**Task objective:** If a line in the records below contains the word "struct", return that line.
Exercise materials below:
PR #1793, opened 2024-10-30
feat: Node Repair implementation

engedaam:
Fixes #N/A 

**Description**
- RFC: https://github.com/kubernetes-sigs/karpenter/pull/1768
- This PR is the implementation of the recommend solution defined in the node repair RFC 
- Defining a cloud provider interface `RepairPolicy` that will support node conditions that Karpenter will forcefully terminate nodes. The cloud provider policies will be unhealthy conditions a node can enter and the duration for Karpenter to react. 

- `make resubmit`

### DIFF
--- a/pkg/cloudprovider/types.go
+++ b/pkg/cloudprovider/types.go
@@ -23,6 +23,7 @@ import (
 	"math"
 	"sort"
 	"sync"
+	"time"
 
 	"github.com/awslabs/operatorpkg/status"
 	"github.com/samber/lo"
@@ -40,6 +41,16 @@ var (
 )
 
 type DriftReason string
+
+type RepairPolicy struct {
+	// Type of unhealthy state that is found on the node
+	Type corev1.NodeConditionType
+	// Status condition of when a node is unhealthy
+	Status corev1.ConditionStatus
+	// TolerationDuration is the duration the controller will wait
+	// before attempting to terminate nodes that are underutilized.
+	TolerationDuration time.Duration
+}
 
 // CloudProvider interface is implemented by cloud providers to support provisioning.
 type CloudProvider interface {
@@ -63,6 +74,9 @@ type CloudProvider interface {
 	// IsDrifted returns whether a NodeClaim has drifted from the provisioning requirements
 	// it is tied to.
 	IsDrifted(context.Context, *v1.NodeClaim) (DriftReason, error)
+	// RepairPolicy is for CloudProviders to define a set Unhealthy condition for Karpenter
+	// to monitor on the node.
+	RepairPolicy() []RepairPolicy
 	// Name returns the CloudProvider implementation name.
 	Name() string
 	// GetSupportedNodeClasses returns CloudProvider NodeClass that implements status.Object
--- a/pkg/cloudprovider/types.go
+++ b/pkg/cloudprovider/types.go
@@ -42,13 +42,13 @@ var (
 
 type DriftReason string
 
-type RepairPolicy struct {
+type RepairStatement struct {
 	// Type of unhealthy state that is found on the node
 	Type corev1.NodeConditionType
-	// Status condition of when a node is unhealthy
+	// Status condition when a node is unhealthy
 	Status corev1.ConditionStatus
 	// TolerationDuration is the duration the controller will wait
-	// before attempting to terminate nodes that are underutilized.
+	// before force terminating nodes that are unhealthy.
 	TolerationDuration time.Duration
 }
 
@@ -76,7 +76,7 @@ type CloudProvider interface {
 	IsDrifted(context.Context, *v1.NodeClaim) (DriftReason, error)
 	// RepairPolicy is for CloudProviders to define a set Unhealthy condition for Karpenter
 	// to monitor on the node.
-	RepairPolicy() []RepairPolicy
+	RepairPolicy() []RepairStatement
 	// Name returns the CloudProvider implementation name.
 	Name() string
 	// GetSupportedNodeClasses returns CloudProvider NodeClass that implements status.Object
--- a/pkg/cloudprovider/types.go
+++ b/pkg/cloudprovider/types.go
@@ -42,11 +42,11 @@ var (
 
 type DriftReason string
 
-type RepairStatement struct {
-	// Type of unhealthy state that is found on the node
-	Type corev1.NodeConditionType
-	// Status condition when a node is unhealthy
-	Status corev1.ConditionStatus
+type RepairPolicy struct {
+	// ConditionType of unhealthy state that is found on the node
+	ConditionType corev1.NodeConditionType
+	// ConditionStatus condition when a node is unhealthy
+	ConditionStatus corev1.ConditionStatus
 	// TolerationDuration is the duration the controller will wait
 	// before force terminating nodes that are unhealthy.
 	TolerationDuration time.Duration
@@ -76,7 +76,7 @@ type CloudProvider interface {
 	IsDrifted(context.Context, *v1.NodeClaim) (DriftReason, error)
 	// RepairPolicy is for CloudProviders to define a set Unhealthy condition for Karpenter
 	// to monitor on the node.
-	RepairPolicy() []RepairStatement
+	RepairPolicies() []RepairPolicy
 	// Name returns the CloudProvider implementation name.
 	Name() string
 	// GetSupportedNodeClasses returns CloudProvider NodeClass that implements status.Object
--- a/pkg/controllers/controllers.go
End of Exercise materials.
**Problem solution:**
+type RepairPolicy struct {
-type RepairPolicy struct {
+type RepairStatement struct {
-type RepairStatement struct {
+type RepairPolicy struct {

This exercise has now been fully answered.